Mary Beth Keane
Michael Joseph, £14.99, pp400
In the wake of the critical acclaim for her third novel, Ask Again, Yes, comes the UK publication of Keane’s debut, an epic story about immigration, identity and family. In 1956, sisters Greta and Johanna Cahill are growing up in a remote, almost deserted hamlet on the west coast of Ireland, before departing for the US as teenagers. Keane portrays the complex and, at times, challenging lives of these working-class women over the following decades with tenderness and compassion.
Lisa Feldmann Barrett
Picador, £14.99, pp192
Barrett, a leading American neuroscientist, offers a series of highly accessible, content-rich and eminently readable essays about the workings of the human brain. Drawing on the latest scientific research, and debunking plenty of myths along the way, Barrett tackles everything from child and infant development to managing the divisiveness in contemporary politics. Fascinating and informative, it is popular science at its best.

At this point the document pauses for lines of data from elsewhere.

PR #246, opened 2022-10-21
Fix/code label

### LINKED ISSUE #200: Fix code label selector

### LINKED ISSUE #201: Keys when code appears like [Object,Object] and not as string on selectors

ramirobg94:
fixes #200 
fixes #201

### DIFF
--- a/src/arena/record/index.js
+++ b/src/arena/record/index.js
@@ -1,7 +1,10 @@
+const DEFAULT_JOIN_STRING = ',';
+const DEFAULT_STRING = '';
+
 export const getKeyNodeAsString = ({
   node,
   categoryItemIndex,
-  defaultString = '',
+  defaultString = DEFAULT_STRING,
 }) => {
   if (node?.value?.itemUuid) {
     const code = categoryItemIndex?.[node?.value?.itemUuid]?.props?.code;
@@ -13,8 +16,8 @@ export const getKeyNodeAsString = ({
 export const getKeyNodesAsString = ({
   nodes = [],
   categoryItemIndex,
-  joinString = ',',
-  defaultString = '',
+  joinString = DEFAULT_JOIN_STRING,
+  defaultString = DEFAULT_STRING,
 }) =>
   nodes
     .map(nodeKey =>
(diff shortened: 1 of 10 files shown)


src/arena/record/index.js
```diff
@@ -1,12 +1,74 @@
...
+  nodes,
+  nodeDefsByUuid,
+  categoryItemIndex,
+}) => {
+  const keyNodes = nodes.filter(
     node =>
-      node.parentUuid === rootNode.uuid &&
+      node.parentUuid === entity.uuid &&
       nodeDefsByUuid[node.nodeDefUuid].props.key,
   );
```
SteRiccio: you could call getKeyNodesForEntity instead of repeating it

src/arena/record/index.js
```diff
@@ -1,12 +1,74 @@
...
+    nodes,
+    nodeDefsByUuid,
+  });
+
+  return getKeyNodesAsString({
+    nodes: keyRootNodes,
+    defaultString: '-',
+    joinString: '/',
+    categoryItemIndex,
+  });
```
SteRiccio: what if you do just:
`getKeyNodesForEntityAsString({ entity: rootNode, ...})` and you pass some other parameter for the separator ecc?

src/form/Attributes/Code/Preview/hooks/useCode.js
```diff
@@ -1,16 +1,18 @@
...
-    ? `(${categoryItem?.props?.code}) ${categoryItem?.props?.labels?.[language]}`
-    : '-';
+const getCategoryItemLabel =
+  nodeDef =>
+  ({categoryItem, language}) =>
+    categoryItem?.props?.code
+      ? `(${categoryItem?.props?.code}) ${
+          categoryItem?.props?.labels?.[language] || ''
+        }`
+      : '-';
```
SteRiccio, line 13: you should consider the Show code prop in the nodeDef too

src/form/Attributes/Code/Preview/hooks/useCode.js
```diff
@@ -1,16 +1,18 @@
...
 import surveySelectors from 'state/survey/selectors';
 
-const getCategoryItemLabel = ({categoryItem, language}) =>
-  categoryItem?.props?.code
-    ? `(${categoryItem?.props?.code}) ${categoryItem?.props?.labels?.[language]}`
-    : '-';
+const getCategoryItemLabel =
+  nodeDef =>
+  ({categoryItem, language}) =>
+    categoryItem?.props?.code
```
SteRiccio, line 9: the code is mandatory... only categoryItem could be null

SteRiccio (approved):

src/form/Attributes/Code/Preview/hooks/useCode.js
ramirobg94: Thanks! 
There is one PR for that, I will add them

src/arena/record/index.js
ramirobg94: good catch I did the refactor and I didnt notice that

PR #267, opened 2022-11-10
Feat/code searchable

ramirobg94:


src/form/Attributes/Code/Form/index.js
```diff
@@ -1,5 +1,162 @@
...
+import formSelectors from 'state/form/selectors';
+
+import {useCode} from '../Preview/hooks';
+
+import styles from './styles';
+
+const ChevronDown = <Icon name="chevron-down" />;
+
+const getTextForSearch = item => {
+  const labels = Object.entries(item?.props?.labels || {}).map(
```
SteRiccio: I'm not sure if it's a good idea to search over all the labels... Also, in this case you could use Object.values instead of Object.entries

SteRiccio (approved):

SteRiccio (approved):

PR #274, opened 2022-11-15
Feat/multiple code searchable

ramirobg94:


src/form/Attributes/Code/Form/common/hooks/useSearch.js
```diff
@@ -0,0 +1,31 @@
+import {useState, useCallback} from 'react';
+
+export const getTextForSearch = item => {
+  const labels = Object.entries(item?.props?.labels || {}).map(
```
SteRiccio, line 4: I don't think it's a good idea to search over all the labels in all the languages: if you type something that matches a label in a language different from the current one, you will see the matching item in the list but the label shown will be another (the one in the current language)... Isn't it?!

SteRiccio (approved):

src/form/Attributes/Code/Form/common/hooks/useSearch.js
ramirobg94: changed into the https://github.com/openforis/arena-mobile/pull/267

PR #290, opened 2022-11-18
default value

### LINKED ISSUE #270: submit without change form saves null
cambodia_arena_test
> cluster inventory year

when a wrong entry (2014), and when in edit mode click “Save and return again”, value will disappear

ramirobg94:
fixes #270

### DIFF
--- a/src/form/Attributes/common/BaseInput/Form/index.js
+++ b/src/form/Attributes/common/BaseInput/Form/index.js
@@ -30,12 +30,14 @@ const Form = ({nodeDef, keyboardType = 'default'}) => {
 
   const handleSubmit = useCallback(
     ({callback = () => null} = {}) => {
+      const _newValue = newValue || String(node.value || '');
+
       const _value =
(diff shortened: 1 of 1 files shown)


src/form/Attributes/common/BaseInput/Form/index.js
```diff
@@ -34,8 +34,8 @@ const Form = ({nodeDef, keyboardType = 'default'}) => {
         nodeDef.type === NodeDefType.text
           ? transform({
               transformFunction: NodeDefs.getTextTransform(nodeDef),
-            })(newValue)
-          : Number((newValue || '').replace(',', '.'));
+            })(newValue || String(node.value || ''))
+          : Number((newValue || String(node.value || '')).replace(',', '.'));
```
SteRiccio: I see some duplication here... Can it be extracted to a variable to make this part more clear?

SteRiccio (approved):

PR #298, opened 2022-11-24
dont show language selector when only one

ramirobg94:


src/screens/Survey/components/SurveyLanguageSelector/component.js
```diff
@@ -27,6 +28,14 @@ const SurveyLanguageSelector = () => {
     [surveyLanguage, dispatch],
   );
 
+  if (surveyLanguages.length <= 1) {
```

Isabel Allende (translated by Amanda Hopkinson and Nick Caistor)
Bloomsbury, £8.99, pp336
Spanning 60 years and two continents, Allende’s latest novel follows two young Spanish republicans – Victor Dalmau and Roser Bruguera – from the Spanish civil war, through French detention camps and finally to Chile and Venezuela. Roser’s son is the child of Victor’s brother, Guillem, killed in the war, and when Victor decides to take care of them, what begins as a practical arrangement gradually develops into a tender, lasting commitment to each other. Allende examines themes of cultural dislocation and the impact of political upheaval on quotidian lives in an engrossing and vivid novel.